[[ DATA FOR PROCESSING, beginning ]]
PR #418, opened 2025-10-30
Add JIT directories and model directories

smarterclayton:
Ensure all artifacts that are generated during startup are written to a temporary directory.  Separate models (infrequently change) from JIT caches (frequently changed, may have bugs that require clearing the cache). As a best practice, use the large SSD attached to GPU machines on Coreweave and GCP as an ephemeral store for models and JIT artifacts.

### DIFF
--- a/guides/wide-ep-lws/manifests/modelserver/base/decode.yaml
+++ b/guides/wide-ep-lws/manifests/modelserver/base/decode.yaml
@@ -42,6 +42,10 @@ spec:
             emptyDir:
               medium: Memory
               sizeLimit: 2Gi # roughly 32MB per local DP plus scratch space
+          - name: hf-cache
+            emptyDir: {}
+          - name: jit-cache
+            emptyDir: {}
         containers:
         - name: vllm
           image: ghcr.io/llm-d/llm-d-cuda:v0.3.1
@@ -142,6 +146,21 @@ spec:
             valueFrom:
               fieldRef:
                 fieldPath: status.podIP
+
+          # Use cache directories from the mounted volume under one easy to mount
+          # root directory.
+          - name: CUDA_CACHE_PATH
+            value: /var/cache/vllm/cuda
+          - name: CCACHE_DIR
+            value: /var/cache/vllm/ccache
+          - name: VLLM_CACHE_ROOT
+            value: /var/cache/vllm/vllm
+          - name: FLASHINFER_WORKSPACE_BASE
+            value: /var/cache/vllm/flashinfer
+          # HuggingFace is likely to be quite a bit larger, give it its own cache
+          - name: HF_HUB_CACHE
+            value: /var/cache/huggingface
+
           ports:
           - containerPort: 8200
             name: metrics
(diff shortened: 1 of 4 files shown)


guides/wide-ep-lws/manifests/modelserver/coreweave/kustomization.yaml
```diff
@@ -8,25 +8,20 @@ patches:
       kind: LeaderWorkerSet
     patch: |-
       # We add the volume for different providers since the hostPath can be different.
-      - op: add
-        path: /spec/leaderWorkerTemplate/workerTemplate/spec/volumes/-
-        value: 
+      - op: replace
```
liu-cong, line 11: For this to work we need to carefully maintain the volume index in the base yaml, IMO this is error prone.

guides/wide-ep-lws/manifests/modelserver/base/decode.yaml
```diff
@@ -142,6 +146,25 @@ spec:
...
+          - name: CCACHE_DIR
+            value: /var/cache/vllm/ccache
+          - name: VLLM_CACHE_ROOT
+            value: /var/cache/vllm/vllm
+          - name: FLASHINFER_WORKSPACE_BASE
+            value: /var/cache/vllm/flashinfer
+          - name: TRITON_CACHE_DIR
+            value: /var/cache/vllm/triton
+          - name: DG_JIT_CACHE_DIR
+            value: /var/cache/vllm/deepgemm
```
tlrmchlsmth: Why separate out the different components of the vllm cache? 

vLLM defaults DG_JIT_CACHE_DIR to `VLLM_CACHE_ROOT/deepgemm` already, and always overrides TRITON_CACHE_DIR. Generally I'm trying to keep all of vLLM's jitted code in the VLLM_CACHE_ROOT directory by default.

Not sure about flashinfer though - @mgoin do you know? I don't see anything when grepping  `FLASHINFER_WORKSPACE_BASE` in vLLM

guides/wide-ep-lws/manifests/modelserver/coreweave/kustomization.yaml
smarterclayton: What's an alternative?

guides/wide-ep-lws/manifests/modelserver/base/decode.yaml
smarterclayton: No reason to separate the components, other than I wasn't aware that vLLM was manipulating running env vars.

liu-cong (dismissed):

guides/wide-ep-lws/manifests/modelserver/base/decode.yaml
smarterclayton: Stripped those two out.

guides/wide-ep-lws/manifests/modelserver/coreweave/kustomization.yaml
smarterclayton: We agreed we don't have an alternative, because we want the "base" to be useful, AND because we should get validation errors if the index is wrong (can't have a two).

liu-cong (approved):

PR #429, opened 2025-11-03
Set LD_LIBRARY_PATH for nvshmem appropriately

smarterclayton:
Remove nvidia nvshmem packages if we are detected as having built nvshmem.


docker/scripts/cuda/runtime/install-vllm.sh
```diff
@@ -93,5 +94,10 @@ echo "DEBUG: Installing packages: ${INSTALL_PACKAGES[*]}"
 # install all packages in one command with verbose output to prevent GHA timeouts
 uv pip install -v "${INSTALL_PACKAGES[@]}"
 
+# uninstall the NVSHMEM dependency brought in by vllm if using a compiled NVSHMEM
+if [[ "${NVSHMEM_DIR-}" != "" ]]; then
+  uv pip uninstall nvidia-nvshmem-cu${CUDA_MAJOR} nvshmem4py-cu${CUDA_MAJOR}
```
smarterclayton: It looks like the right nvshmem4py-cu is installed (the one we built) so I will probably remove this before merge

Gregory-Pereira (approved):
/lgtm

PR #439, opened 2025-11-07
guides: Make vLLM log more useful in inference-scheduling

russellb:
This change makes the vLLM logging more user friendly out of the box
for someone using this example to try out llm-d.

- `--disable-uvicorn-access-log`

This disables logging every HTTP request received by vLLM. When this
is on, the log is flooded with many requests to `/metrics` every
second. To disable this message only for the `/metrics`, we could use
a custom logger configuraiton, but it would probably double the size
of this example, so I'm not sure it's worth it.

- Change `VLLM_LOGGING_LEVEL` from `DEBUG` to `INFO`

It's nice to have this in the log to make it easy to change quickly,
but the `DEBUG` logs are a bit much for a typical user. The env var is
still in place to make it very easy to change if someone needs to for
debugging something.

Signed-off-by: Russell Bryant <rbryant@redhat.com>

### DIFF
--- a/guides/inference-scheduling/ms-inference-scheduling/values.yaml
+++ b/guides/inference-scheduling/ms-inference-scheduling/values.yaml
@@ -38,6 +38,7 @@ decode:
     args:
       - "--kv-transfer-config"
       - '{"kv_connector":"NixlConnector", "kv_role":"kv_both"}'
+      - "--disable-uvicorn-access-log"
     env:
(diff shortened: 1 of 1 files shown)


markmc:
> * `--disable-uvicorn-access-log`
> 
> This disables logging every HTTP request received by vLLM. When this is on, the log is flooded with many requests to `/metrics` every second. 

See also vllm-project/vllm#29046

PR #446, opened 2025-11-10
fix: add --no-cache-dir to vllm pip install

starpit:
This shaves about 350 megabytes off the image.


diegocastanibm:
[[ DATA FOR PROCESSING, end ]]
◆ YOUR OBJECTIVE
Set all of the entries down again, exactly as they were given.

◆ SOLUTION FOR THIS EXERCISE
PR #418, opened 2025-10-30
Add JIT directories and model directories

smarterclayton:
Ensure all artifacts that are generated during startup are written to a temporary directory.  Separate models (infrequently change) from JIT caches (frequently changed, may have bugs that require clearing the cache). As a best practice, use the large SSD attached to GPU machines on Coreweave and GCP as an ephemeral store for models and JIT artifacts.

### DIFF
--- a/guides/wide-ep-lws/manifests/modelserver/base/decode.yaml
+++ b/guides/wide-ep-lws/manifests/modelserver/base/decode.yaml
@@ -42,6 +42,10 @@ spec:
             emptyDir:
               medium: Memory
               sizeLimit: 2Gi # roughly 32MB per local DP plus scratch space
+          - name: hf-cache
+            emptyDir: {}
+          - name: jit-cache
+            emptyDir: {}
         containers:
         - name: vllm
           image: ghcr.io/llm-d/llm-d-cuda:v0.3.1
@@ -142,6 +146,21 @@ spec:
             valueFrom:
               fieldRef:
                 fieldPath: status.podIP
+
+          # Use cache directories from the mounted volume under one easy to mount
+          # root directory.
+          - name: CUDA_CACHE_PATH
+            value: /var/cache/vllm/cuda
+          - name: CCACHE_DIR
+            value: /var/cache/vllm/ccache
+          - name: VLLM_CACHE_ROOT
+            value: /var/cache/vllm/vllm
+          - name: FLASHINFER_WORKSPACE_BASE
+            value: /var/cache/vllm/flashinfer
+          # HuggingFace is likely to be quite a bit larger, give it its own cache
+          - name: HF_HUB_CACHE
+            value: /var/cache/huggingface
+
           ports:
           - containerPort: 8200
             name: metrics
(diff shortened: 1 of 4 files shown)


guides/wide-ep-lws/manifests/modelserver/coreweave/kustomization.yaml
```diff
@@ -8,25 +8,20 @@ patches:
       kind: LeaderWorkerSet
     patch: |-
       # We add the volume for different providers since the hostPath can be different.
-      - op: add
-        path: /spec/leaderWorkerTemplate/workerTemplate/spec/volumes/-
-        value: 
+      - op: replace
```
liu-cong, line 11: For this to work we need to carefully maintain the volume index in the base yaml, IMO this is error prone.

guides/wide-ep-lws/manifests/modelserver/base/decode.yaml
```diff
@@ -142,6 +146,25 @@ spec:
...
+          - name: CCACHE_DIR
+            value: /var/cache/vllm/ccache
+          - name: VLLM_CACHE_ROOT
+            value: /var/cache/vllm/vllm
+          - name: FLASHINFER_WORKSPACE_BASE
+            value: /var/cache/vllm/flashinfer
+          - name: TRITON_CACHE_DIR
+            value: /var/cache/vllm/triton
+          - name: DG_JIT_CACHE_DIR
+            value: /var/cache/vllm/deepgemm
```
tlrmchlsmth: Why separate out the different components of the vllm cache? 

vLLM defaults DG_JIT_CACHE_DIR to `VLLM_CACHE_ROOT/deepgemm` already, and always overrides TRITON_CACHE_DIR. Generally I'm trying to keep all of vLLM's jitted code in the VLLM_CACHE_ROOT directory by default.

Not sure about flashinfer though - @mgoin do you know? I don't see anything when grepping  `FLASHINFER_WORKSPACE_BASE` in vLLM

guides/wide-ep-lws/manifests/modelserver/coreweave/kustomization.yaml
smarterclayton: What's an alternative?

guides/wide-ep-lws/manifests/modelserver/base/decode.yaml
smarterclayton: No reason to separate the components, other than I wasn't aware that vLLM was manipulating running env vars.

liu-cong (dismissed):

guides/wide-ep-lws/manifests/modelserver/base/decode.yaml
smarterclayton: Stripped those two out.

guides/wide-ep-lws/manifests/modelserver/coreweave/kustomization.yaml
smarterclayton: We agreed we don't have an alternative, because we want the "base" to be useful, AND because we should get validation errors if the index is wrong (can't have a two).

liu-cong (approved):

PR #429, opened 2025-11-03
Set LD_LIBRARY_PATH for nvshmem appropriately

smarterclayton:
Remove nvidia nvshmem packages if we are detected as having built nvshmem.


docker/scripts/cuda/runtime/install-vllm.sh
```diff
@@ -93,5 +94,10 @@ echo "DEBUG: Installing packages: ${INSTALL_PACKAGES[*]}"
 # install all packages in one command with verbose output to prevent GHA timeouts
 uv pip install -v "${INSTALL_PACKAGES[@]}"
 
+# uninstall the NVSHMEM dependency brought in by vllm if using a compiled NVSHMEM
+if [[ "${NVSHMEM_DIR-}" != "" ]]; then
+  uv pip uninstall nvidia-nvshmem-cu${CUDA_MAJOR} nvshmem4py-cu${CUDA_MAJOR}
```
smarterclayton: It looks like the right nvshmem4py-cu is installed (the one we built) so I will probably remove this before merge

Gregory-Pereira (approved):
/lgtm

PR #439, opened 2025-11-07
guides: Make vLLM log more useful in inference-scheduling

russellb:
This change makes the vLLM logging more user friendly out of the box
for someone using this example to try out llm-d.

- `--disable-uvicorn-access-log`

This disables logging every HTTP request received by vLLM. When this
is on, the log is flooded with many requests to `/metrics` every
second. To disable this message only for the `/metrics`, we could use
a custom logger configuraiton, but it would probably double the size
of this example, so I'm not sure it's worth it.

- Change `VLLM_LOGGING_LEVEL` from `DEBUG` to `INFO`

It's nice to have this in the log to make it easy to change quickly,
but the `DEBUG` logs are a bit much for a typical user. The env var is
still in place to make it very easy to change if someone needs to for
debugging something.

Signed-off-by: Russell Bryant <rbryant@redhat.com>

### DIFF
--- a/guides/inference-scheduling/ms-inference-scheduling/values.yaml
+++ b/guides/inference-scheduling/ms-inference-scheduling/values.yaml
@@ -38,6 +38,7 @@ decode:
     args:
       - "--kv-transfer-config"
       - '{"kv_connector":"NixlConnector", "kv_role":"kv_both"}'
+      - "--disable-uvicorn-access-log"
     env:
(diff shortened: 1 of 1 files shown)


markmc:
> * `--disable-uvicorn-access-log`
> 
> This disables logging every HTTP request received by vLLM. When this is on, the log is flooded with many requests to `/metrics` every second. 

See also vllm-project/vllm#29046

PR #446, opened 2025-11-10
fix: add --no-cache-dir to vllm pip install

starpit:
This shaves about 350 megabytes off the image.


diegocastanibm:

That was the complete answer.